Going back to work ‘en masse’ simply means that new cases of Covid-19 infection here are added to the existing ones, multiplying and magnifying the pandemic’s devastation. This is easily avoidable by continuing the quarantine period. That’s my argument.
Tragically, countries across southern Europe, and most especially ours, have failed to learn from the much more successful strategies used in places such as Korea, India, and New Zealand. There, they tested huge numbers of the population and applied more restrictive quarantine measures a whole lot faster, sooner (now longer) and comprehensively.
In essence, they took the threat of this invisible killer extremely seriously and their cautious-minded leaders were not afraid to act in the entire public’s interest. They put people’s health ahead of any concerns about costs to business or the national budget.
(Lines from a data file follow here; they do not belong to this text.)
PR #5048, opened 2026-08-06
Use standard Recipe export CLI in examples

chesterxgchen:
## Summary
- remove custom export-mode and export-directory arguments from 16 Recipe examples
- route ordinary Recipe execution and export through `recipe.execute(env)` and the system-level `--export --export-dir` interface
- stop three examples from exporting unconditionally before normal execution
- remove redundant Swarm workspace deletion and verify export short-circuiting preserves existing results
- update affected READMEs, LLM launch commands, and the Recipe API user guide
- add regression tests preventing migrated examples from reintroducing custom export branches or export-only setup side effects

## Compatibility
Normal simulation behavior and environment construction are unchanged. Export remains available through `python job.py --export --export-dir <path>`.

The two Edge production examples intentionally retain their existing `--export_job` path. Their `ProdEnv` validates a deployment startup kit during construction, while job export does not require one; constructing it before `recipe.execute()` would break standalone export. FedJob/Job API examples remain out of scope.

## Validation
- `python -m pytest -q tests/unit_test/recipe tests/unit_test/examples/recipe_export_arguments_test.py` (527 passed, 22 skipped)
- focused Recipe export tests (72 passed)
- Hello NumPy and log-streaming export smoke tests against this branch
- all 16 migrated scripts compile
- 11/16 example `--help` checks passed; 5 require optional example dependencies unavailable in the development environment
- `./runtest.sh -s`
- `./runtest.sh -l`
- `git diff --check`


chesterxgchen:
Addressed both review findings in 88bb81f54. The two Edge production examples now retain their explicit export path because ProdEnv requires a provisioned startup kit before execute() can dispatch export. Swarm no longer recursively deletes its workspace before execute(), and a regression test verifies export short-circuiting preserves existing results. Local validation: 527 passed, 22 skipped; style and license checks passed.

YuanTingHsieh (approved):
good to be consistent, a question this mean we don't support export and run in the same script, can just choose one, i guess that's fine.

Meanwhile, as the virus ebbs and flows across the globe, one thing that will not be saved is the living conditions of so many in Catalonia and wider Europe. Unless of course the historical idea of spreading wealth more fairly and collectively takes off again and our representatives see the merit in it. There are plenty in the shrinking middle class and suffering working classes who are desperately hoping for genuine economic change as a result of these troubled times.
Unfortunately, we can seemingly forget that the European Union will really help out. As progressive pan-European DiEM25’s Yanis Varoufakis recently commented, the Eurogroup’s underlying message to a large majority of Italians, Spaniards, and Greeks ,etc (given that 97% of the €500bn “stimulus” package is new national debt) is that it must all be repaid through further austerity via new cuts to each nation’s budgets and services. This burden of course falls most harshly on the very citizens who can afford it the least.
Out here though, in Penedès, where I live, the farmers in the vineyards continue to go about their business of being in the “business of pleasure,” as I heard a French wine producer call it. After all, the grapes don’t know how to self-isolate. They don’t understand the gravity of the spring they have just sprung up in. And it seems to me that this year their leaves seem bigger and greener, earlier than I’ve ever seen them.